PR #117, opened 2015-04-20
label speaker's location

shreyas-satish:
- Adds a label (outstation, same or invalid location) to each speaker's location in the proposals table.

### DIFF
--- a/funnel/models/proposal.py
+++ b/funnel/models/proposal.py
@@ -11,6 +11,7 @@ from baseframe import __
 from sqlalchemy.ext.hybrid import hybrid_property
 from flask import request
 from pytz import timezone, utc, UnknownTimeZoneError
+from funnel.util import geonameid_from_location
 
 __all__ = ['PROPOSALSTATUS', 'Proposal', 'ProposalRedirect']
 
@@ -230,6 +231,15 @@ class Proposal(BaseScopedIdNameMixin, CoordinatesMixin, db.Model):
                     votes_bydate[groupname].setdefault(date, 0)
                     votes_bydate[groupname][date] += -1 if vote.votedown else +1
         return votes_bydate
+
+    def is_outstation_speaker(self, space_location_geonameid):
+        """ determines if a proposal's location is different from the space location
+            returns None if location didn't resolve with hascore.
+        """
+        location_geonameid = geonameid_from_location(self.location)
+        if not location_geonameid:
+            return None
+        return location_geonameid != space_location_geonameid
 
     def permissions(self, user, inherited=None):
         perms = super(Proposal, self).permissions(user, inherited)
--- a/funnel/models/proposal.py
+++ b/funnel/models/proposal.py
@@ -11,7 +11,8 @@ from baseframe import __
 from sqlalchemy.ext.hybrid import hybrid_property
 from flask import request
 from pytz import timezone, utc, UnknownTimeZoneError
-from funnel.util import geonameid_from_location
+from werkzeug.utils import cached_property
+from ..util import geonameid_from_location
 
 __all__ = ['PROPOSALSTATUS', 'Proposal', 'ProposalRedirect']
 
@@ -187,6 +188,10 @@ class Proposal(BaseScopedIdNameMixin, CoordinatesMixin, db.Model):
     def confirmed(self):
         return self.status == PROPOSALSTATUS.CONFIRMED
 
+    @cached_property
+    def location_geonameid(self):
+        return geonameid_from_location(self.location)
+
     def getnext(self):
         return Proposal.query.filter(Proposal.proposal_space == self.proposal_space).filter(
             Proposal.id != self.id).filter(
@@ -231,15 +236,6 @@ class Proposal(BaseScopedIdNameMixin, CoordinatesMixin, db.Model):
                     votes_bydate[groupname].setdefault(date, 0)
                     votes_bydate[groupname][date] += -1 if vote.votedown else +1
         return votes_bydate
-
-    def is_outstation_speaker(self, space_location_geonameid):
-        """ determines if a proposal's location is different from the space location
-            returns None if location didn't resolve with hascore.
-        """
-        location_geonameid = geonameid_from_location(self.location)
-        if not location_geonameid:
-            return None
-        return location_geonameid != space_location_geonameid
 
     def permissions(self, user, inherited=None):
         perms = super(Proposal, self).permissions(user, inherited)
--- a/funnel/models/space.py
+++ b/funnel/models/space.py
@@ -5,6 +5,7 @@ from . import db, TimestampMixin, BaseScopedNameMixin, MarkdownColumn
 from .user import User, Team
 from .profile import Profile
 from .commentvote import VoteSpace, CommentSpace, SPACETYPE
+from funnel.util import geonameid_from_location
 
 __all__ = ['SPACESTATUS', 'ProposalSpace', 'ProposalSpaceRedirect']
 
@@ -123,6 +124,10 @@ class ProposalSpace(BaseScopedNameMixin, db.Model):
             confirmed=basequery.filter_by(status=PROPOSALSTATUS.CONFIRMED).order_by(db.desc('created_at')).all(),
             unconfirmed=basequery.filter(Proposal.status != PROPOSALSTATUS.CONFIRMED, Proposal.status != PROPOSALSTATUS.DRAFT).order_by(db.desc('created_at')).all())
         return response
+
+    @property
+    def location_geonameid(self):
+        return geonameid_from_location(self.datelocation)
 
     def user_in_group(self, user, group):
         for grp in self.usergroups:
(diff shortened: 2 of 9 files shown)


funnel/static/sass/_layout.scss
```diff
@@ -663,3 +663,7 @@ div.markdown-field a.button {
 .rsvp-header {
     padding: 1px 0px 1px 15px
 }
+
+.outstation-speaker {
+    vertical-align: middle;
```
jace: You shouldn't need this class. Check what is wrong in the container that icons aren't getting aligned properly.

funnel/templates/space.html
```diff
@@ -42,6 +42,20 @@
                 {%- if proposal.user != proposal.speaker %}
                   <small>via {{ proposal.user.pickername }}</small>
                 {%- endif %}
+                {%- if g.user and 'edit-space' in g.permissions %}
+                  {% with %}
+                    {% set oustation_speaker = proposal.location | is_outstation_speaker(speaker_locations, space_location) %}
```
jace: Ugh. Don't use `set` if it can be avoided, and don't use template filters. This should be a function on the model.

funnel/views/helpers.py
```diff
@@ -17,3 +23,40 @@ def localize_date(date, from_tz=utc, to_tz=utc):
             to_tz = pytz_timezone(to_tz)
         return from_tz.localize(date).astimezone(to_tz).replace(tzinfo=None)
     return date
+
+
+def location_geodata(location):
```
jace: This needs caching.

funnel/views/helpers.py
```diff
@@ -17,3 +23,40 @@ def localize_date(date, from_tz=utc, to_tz=utc):
...
+        response = requests.get(url, params={'name': location}).json()
+        if response.get('status') == 'ok':
+            result = response.get('result', {})
+            if isinstance(result, (list, tuple)):
+                result = {r['geonameid']: r for r in result}
+            return result
+    return {}
+
+
+def parsed_location_geodata(data):
```
jace: This name is confusing. Change to `parse_location_for_geodata`.

funnel/views/helpers.py
```diff
@@ -17,3 +23,40 @@ def localize_date(date, from_tz=utc, to_tz=utc):
...
+    if 'HASCORE_SERVER' in app.config:
+        url = urljoin(app.config['HASCORE_SERVER'], '/1/geo/parse_locations')
+        response = requests.get(url, params={'q': data}).json()
```
jace: Change parameter name to `text`. `data` suggests an unknown structure.

funnel/views/helpers.py
```diff
@@ -17,3 +23,40 @@ def localize_date(date, from_tz=utc, to_tz=utc):
...
+        return [field['geoname'] for field in response['result'] if 'geoname' in field.keys()][0]
+    return {}
```
jace: Your two return statements return different data types.

funnel/views/helpers.py
```diff
@@ -17,3 +23,40 @@ def localize_date(date, from_tz=utc, to_tz=utc):
...
+
+
+def format_location(location):
+    return str(location).strip().lower()
```
jace: Move this inline wherever it's used.

funnel/views/helpers.py
```diff
@@ -17,3 +23,40 @@ def localize_date(date, from_tz=utc, to_tz=utc):
...
+
+
+@app.template_filter('is_outstation_speaker')
+def is_outstation_speaker(speaker_location_name, speaker_locations, space_location):
```
jace: This should not be a template filter since it's very special purpose. Move it into the model.

funnel/views/helpers.py
jace: Actually, since the first returns a dict inside a list, you should disambiguate by returning the actual data that is interesting: the integer `geonameid` or `None`.

funnel/views/space.py
```diff
@@ -85,10 +86,16 @@ def space_new(profile):
...
     sections = ProposalSpaceSection.query.filter_by(proposal_space=space, public=True).order_by('title').all()
     rsvp_form = RsvpForm(obj=space.rsvp_for(g.user))
+    space_location = parsed_location_geodata(space.datelocation)
+    speaker_locations = {}
+    proposal_locations = set([format_location(proposal.location) for proposal in space.proposals])
+    for location in proposal_locations:
+        speaker_locations.setdefault(format_location(location), location_geodata(format_location(location)))
     return render_template('space.html', space=space, description=space.description, sections=sections,
-        PROPOSALSTATUS=PROPOSALSTATUS, rsvp_form=rsvp_form)
+        PROPOSALSTATUS=PROPOSALSTATUS, rsvp_form=rsvp_form, space_location=space_location, speaker_locations=speaker_locations)
```
jace: Don't pass these here, let them be properties on the models.

funnel/models/proposal.py
```diff
@@ -11,6 +11,7 @@
 from sqlalchemy.ext.hybrid import hybrid_property
 from flask import request
 from pytz import timezone, utc, UnknownTimeZoneError
+from funnel.util import geonameid_from_location
```
jace: Use `from ..util`

funnel/models/proposal.py
```diff
@@ -231,6 +232,15 @@ def votes_by_date(self):
                     votes_bydate[groupname][date] += -1 if vote.votedown else +1
         return votes_bydate
 
+    def is_outstation_speaker(self, space_location_geonameid):
```
jace: You could now change this to `is_matching_geonameid` and accept a `geonameid` parameter. Makes this a bit more generic.

funnel/models/space.py
```diff
@@ -5,6 +5,7 @@
 from .user import User, Team
 from .profile import Profile
 from .commentvote import VoteSpace, CommentSpace, SPACETYPE
+from funnel.util import geonameid_from_location
```
jace: Use `from ..util`

funnel/models/space.py
```diff
@@ -124,6 +125,10 @@ def proposals_by_confirmation(self):
             unconfirmed=basequery.filter(Proposal.status != PROPOSALSTATUS.CONFIRMED, Proposal.status != PROPOSALSTATUS.DRAFT).order_by(db.desc('created_at')).all())
         return response
 
+    @property
```
jace:
```python
from werkzeug.utils import cached_property
@cached_property
```

Saves a roundtrip to Redis if you use this multiple times in the same request.

funnel/models/proposal.py
jace: Actually, dump this entire function and make it `location_geonameid` like in `ProposalSpace`. Do the comparison in the template.

funnel/templates/space.html
```diff
@@ -42,6 +42,17 @@
                 {%- if proposal.user != proposal.speaker %}
                   <small>via {{ proposal.user.pickername }}</small>
                 {%- endif %}
+                {%- if g.user and 'edit-space' in g.permissions %}
+                  <span class='outstation-speaker'>
+                    {%- if proposal.is_outstation_speaker(space.location_geonameid) %}
```
jace: Change to `{% if proposal.location_geonameid != space.location_geonameid %}`

jace: Don't bother about unknown locations. You only want to mark when the speaker's location is not matching the event's location.

funnel/templates/space.html
```diff
@@ -42,6 +42,17 @@
                 {%- if proposal.user != proposal.speaker %}
                   <small>via {{ proposal.user.pickername }}</small>
                 {%- endif %}
+                {%- if g.user and 'edit-space' in g.permissions %}
+                  <span class='outstation-speaker'>
```
jace: The `<span>` is unnecessary now.

funnel/templates/space.html
```diff
@@ -42,6 +42,13 @@
                 {%- if proposal.user != proposal.speaker %}
                   <small>via {{ proposal.user.pickername }}</small>
                 {%- endif %}
+                {%- if g.user and 'edit-space' in g.permissions %}
+                  {%- if proposal.location_geonameid != space.location_geonameid %}
+                    <i class="fa fa-plane" title="Outstation Speaker - {{ proposal.location }}"></i>
+                  {%- else %}
+                    <i class="fa fa-map-marker" title="Same location - {{ proposal.location }}"></i>
```
jace: Skip the title tags -- hints on hover are bad UI and don't work on touch screens. Add an aria label instead for screen readers.

funnel/util.py
```diff
@@ -0,0 +1,19 @@
...
+def geonameid_from_location(text):
+    """ Accepts a string, checks hascore if there's a location embedded
+        in the string, and returns the geonameid for a location found.
+        Eg: "Bangalore" -> 1277333
+        To detect multiple locations, split them up and pass each location individually
+    """
+    if 'HASCORE_SERVER' in app.config:
+        url = urljoin(app.config['HASCORE_SERVER'], '/1/geo/parse_locations')
+        response = requests.get(url, params={'q': text}).json()
+        geonameids = [field['geoname']['geonameid'] for field in response['result'] if 'geoname' in field.keys()]
```
jace: This is sufficient: `if 'geoname' in field` (no need for `.keys()`)

jace:
This is good to merge after the above two are fixed.

PR #118, opened 2015-04-23
trello sync

shreyas-satish:
Synchronizes the status of proposals for a given proposal space, with the specified trello board. The script `trello_sync.py` is intended to be run as a cron job.


shreyas-satish:
Will revisit this, once labels are fixed.

shreyas-satish:
We have to get rid of PROPOSALSTATUS and use a new model for labels based on a proposal_space (with a public flag). Fortunately, we just have to change two lines of code in `trello_sync.py`, to reflect this change.

PR #123, opened 2015-05-11
Participants patch 1

shreyas-satish:
- Synchronization done through the API, instead of CSV.


funnel/explara.py
```diff
@@ -0,0 +1,58 @@
...
+
+
+class ExplaraAPI(object):
+    # explara_api = ExplaraAPI({'access_token'}: app.config.get('EXPLARA_ACCESS_TOKEN'))
+    # tickets = explara_api.get_tickets(app.config.get('EXPLARA_EVENT_IDS').get('rootconf-2015'))
+    def __init__(self, config):
+        self.access_token = config.get('access_token')
+
+    def get_orders(self, explara_event_id):
+        headers = {'Authorization': 'Bearer {0}'.format(self.access_token)}
```
jace: `''.format` doesn't automatically cast plain strings into Unicode strings if any of the parameters are Unicode, so this can bite. You'll need to start with a Unicode string. Since it's just string concatenation, use this instead: `u'Bearer ' + self.access_token`

funnel/explara.py
```diff
@@ -0,0 +1,58 @@
...
+        while not completed:
+            payload = {'eventId': explara_event_id, 'fromRecord': from_record, 'toRecord': to_record}
+            attendee_response = requests.post(attendee_list_url, headers=headers, data=payload).json()
+            if not attendee_response.get('attendee'):
+                completed = True
+            elif isinstance(attendee_response.get('attendee'), list):
+                ticket_orders.append([order for order in attendee_response.get('attendee')])
+            # after the first batch, subsequent batches are dicts with batch no. as key.
+            elif isinstance(attendee_response.get('attendee'), dict):
+                ticket_orders.append([order for id, order in attendee_response.get('attendee').iteritems()])
```
jace: `id` is a builtin function and this line reassigns `id` to the last id in the list. Not good. Use `k, v` or some other variable name. Also, just `.items()` should do. `iteritems()` is deprecated in Python 3 and its behaviour is now the default.

funnel/explara.py
```diff
@@ -0,0 +1,58 @@
...
+            from_record = to_record
+            to_record += 50
+
+        return [order for order_list in ticket_orders for order in order_list]
```
jace: You wouldn't need to unpack this if the above two lines used `ticket_orders.extend` instead of `.append`.

funnel/models/event.py
```diff
@@ -2,10 +2,12 @@
...
 from .space import ProposalSpace
 from .user import User
-import random
-import uuid
 from sqlalchemy.ext.associationproxy import association_proxy
 from datetime import datetime
+from ..util import get_rows_from_csv, format_twitter
+import logging
+import base64
+import os
```
jace: As a convention, imports should be in the order of core Python libraries, extended Python libraries, third party libraries, related project libraries and internal imports. That means `os` should be the very first import, followed by `base64`, `logging`, `datetime`, `sqlalchemy` and then the project imports.

funnel/models/event.py
```diff
@@ -52,6 +53,25 @@ class Event(BaseMixin, db.Model):
     ticket_types = db.relationship("TicketType", secondary=event_ticket_type, lazy='dynamic')
     participants = association_proxy('attendees', 'participant')
 
+    @classmethod
+    def get_or_create(cls, name, space):
```
jace: Change to `def get(cls, name, space, create=False):`

funnel/models/event.py
```diff
@@ -52,6 +53,25 @@ class Event(BaseMixin, db.Model):
...
+        event = cls.query.filter_by(name=name, proposal_space=space).first()
+        if not event:
```
jace: Change to `if not event and create:`

Also, pass `create=True` when calling it.

funnel/models/event.py
```diff
@@ -52,6 +53,25 @@ class Event(BaseMixin, db.Model):
...
+            event = cls(name=name, proposal_space=space)
+            db.session.add(event)
+            db.session.commit()
```
jace: Never commit inside the model. Commits should only be in the view.

funnel/models/event.py
```diff
@@ -52,6 +53,25 @@ class Event(BaseMixin, db.Model):
...
+        return event
+
+    @classmethod
+    def sync_from_list(cls, event_list, space):
+        for event_dict in event_list:
+            event = cls.get_or_create(event_dict.get('name').decode('utf-8'), space)
```
jace: Don't call `.decode('utf-8')` here. Clean up data before it is passed to the model.

funnel/models/event.py
```diff
@@ -52,6 +53,25 @@ class Event(BaseMixin, db.Model):
...
+            for ticket_type_name in event_dict.get('ticket_types', []):
+                if ticket_type_name.decode('utf-8') not in [ticket_type.name for ticket_type in event.ticket_types]:
+                    event.ticket_types.append(TicketType.get_or_create(ticket_type_name.decode('utf-8'), space))
+        db.session.commit()
```
jace: No commit here as well.

funnel/models/event.py
```diff
@@ -52,6 +53,25 @@ class Event(BaseMixin, db.Model):
...
+        return True
```
jace: If it always returns `True`, returning any value is pointless. Skip the `return` statement.

funnel/models/event.py
```diff
@@ -65,10 +85,25 @@ class TicketType(BaseMixin, db.Model):
         backref=db.backref('ticket_types', cascade='all, delete-orphan', lazy='dynamic'))
     events = db.relationship("Event", secondary=event_ticket_type)
 
+    @classmethod
+    def get_or_create(cls, name, space):
```
jace: Rename to `get` and add parameter `create=False`.

funnel/models/event.py
```diff
@@ -112,6 +146,43 @@ def attendees_by_event(cls, event):
         return db.session.execute(stmt).fetchall()
     __table_args__ = (db.UniqueConstraint("email", "proposal_space_id"), {})
 
+    @classmethod
+    def make_from_dict(cls, participant_dict, space):
+        return Participant(
+            fullname=participant_dict.get('fullname'),
+            email=participant_dict.get('email'),
+            phone=participant_dict.get('phone'),
+            twitter=format_twitter(participant_dict.get('twitter')),
```
jace: Move `format_twitter` out, clean up data before sending it here.

funnel/models/event.py
```diff
@@ -112,6 +146,43 @@ def attendees_by_event(cls, event):
...
+
+        for r in crew_rows:
+            p = space.participants.filter(Participant.email == r[1]).first()
+            if not p:
+                p = Participant(fullname=r[0], email=r[1], company=r[2], twitter=r[3], proposal_space=space)
+                db.session.add(p)
+                db.session.commit()
+            crew_participants.append(p)
+
+        ticket_type = space.ticket_types.filter(TicketType.name == 'Crew').first()
```
jace: You shouldn't be harcoding a `Crew` string this deep into the model. Move it to a higher level.

funnel/models/event.py
```diff
@@ -144,8 +215,59 @@ class SyncTicket(BaseMixin, db.Model):
...
+        logging.warn("Sweeping cancelled tickets..")
+        for ct in cancelled_tickets:
+            logging.warn("Removing event access for {0}".format(ct.participant.email))
+            st = SyncTicket.fetch(ct.ticket_no, ct.order_no, space)
+            event_ids = [event.id for event in st.ticket_type.events]
+            cancelled_attendees = Attendee.query.filter(Attendee.participant_id == st.participant.id).filter(Attendee.event_id.in_(event_ids)).all()
+            for ca in cancelled_attendees:
+                db.session.delete(ca)
+            db.session.delete(st)
+            db.session.commit()
```
jace: Remove all the commits from this file.

funnel/models/label.py
```diff
@@ -0,0 +1,67 @@
+# -*- coding: utf-8 -*-
```
jace: Is this file copy-pasted from the master branch? It's showing up as a new file here.

funnel/util.py
```diff
@@ -0,0 +1,36 @@
+from . import app
+import requests
+from urlparse import urljoin
+from baseframe import cache
+import csv
+from urlparse import urlparse
```
jace: Reorder imports.

funnel/views/event.py
```diff
@@ -108,14 +109,26 @@ def participant(profile, space):
...
     ((ProposalSpace, ProposalSpaceRedirect), {'name': 'space', 'profile': 'profile'}, 'space'),
     permission='event-view')
 def events(profile, space):
-    return render_template('events.html', profile=profile, space=space, events=space.events.all())
+    attendee_sync_form = forms.Form()
+    if attendee_sync_form.validate_on_submit():
+        space_key = space.title.lower() + '-' + space.name
+        if space_key in app.config.get('EXPLARA_EVENT_IDS').keys():
+            ea = ExplaraAPI({'access_token': app.config.get('EXPLARA_ACCESS_TOKEN')})
+            tickets = ea.get_tickets(app.config.get('EXPLARA_EVENT_IDS').get(space_key))
```
jace: Move `EXPLARA_EVENT_IDS` and `EXPLARA_ACCESS_TOKEN` out of config and into the models.

funnel/views/helpers.py
```diff
@@ -50,7 +48,7 @@ def file_contents(path):
 
 def make_qrcode(data, path):
     """ Makes a QR code with a given path and returns the raw svg
-      Data Format is id:key. Eg: 1:xxxxxxxx
+        Data Format is id:key. Eg: 1:xxxxxxxx
```
jace: Docstring formatting convention is one of:

```python
def foo():
    """This is a single line docstring."""

def bar():
    """
    This is a multi-
    line docstring
    """
```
# # # #
> [How to complete this task] Every line above that holds the word "delete" is to be found and copied.

> [Response]
         backref=db.backref('ticket_types', cascade='all, delete-orphan', lazy='dynamic'))
+                db.session.delete(ca)
+            db.session.delete(st)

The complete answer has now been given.